AI Article Synopsis

  • The study highlights the importance of accurately assessing adherence issues in patients with serious mental illnesses, as these are often tied to suboptimal health outcomes.
  • Experts rated adherence as the top cause of these issues but acknowledged the difficulty in measuring it accurately.
  • The findings outline practical guidance for clinicians on utilizing a digital medicine system (DMS) to improve adherence management and suggest effective interventions for specific adherence challenges.

Article Abstract

Background: There is an unmet need to objectively assess adherence problems that are a common cause of unexplained or unexpected suboptimal outcome. A digital medicine system (DMS) has been developed to address this need in patients with serious mental illness.
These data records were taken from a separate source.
PR #1028, opened 2021-04-16
Add edit cloud volume function and route

kavyanekkalapu:
Issue: https://github.com/ManageIQ/manageiq-ui-classic/issues/7712

**After:**

Screen Shot 2021-04-16 at 12 53 13 PM
Screen Shot 2021-04-16 at 12 53 41 PM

Objective: To conduct a quantitative expert consensus survey to (1) assess relative importance of causes of suboptimal outcomes, (2) examine modalities used to assess adherence, (3) provide guidance on when and how to use the DMS in clinical practice once available, and (4) suggest interventions for specific reasons for nonadherence.

Methods: A panel of 58 experts in psychiatry completed a 23-question survey (October 13 through December 23, 2013) and rated their responses on a 9-point Likert scale. A χ² test of score distributions was used to determine consensus (P < .05).

Results: The panel rated adherence as the most important factor in suboptimal outcomes and yet the least likely to be assessed accurately. All predefined uses of the DMS received high mean first-line ratings (≥ 7.4). The experts recognized the utility of the DMS in managing adherence problems, identified clinical situations appropriate for DMS, and assessed potential benefits and challenges of this technology. Consensus was reached on first-line interventions for 10 of 11 reasons for nonadherence.

Conclusions: The results provide a guide to clinicians on the evaluation of suboptimal outcomes, when and how to use the DMS, and the most appropriate interventions to address detected adherence problems.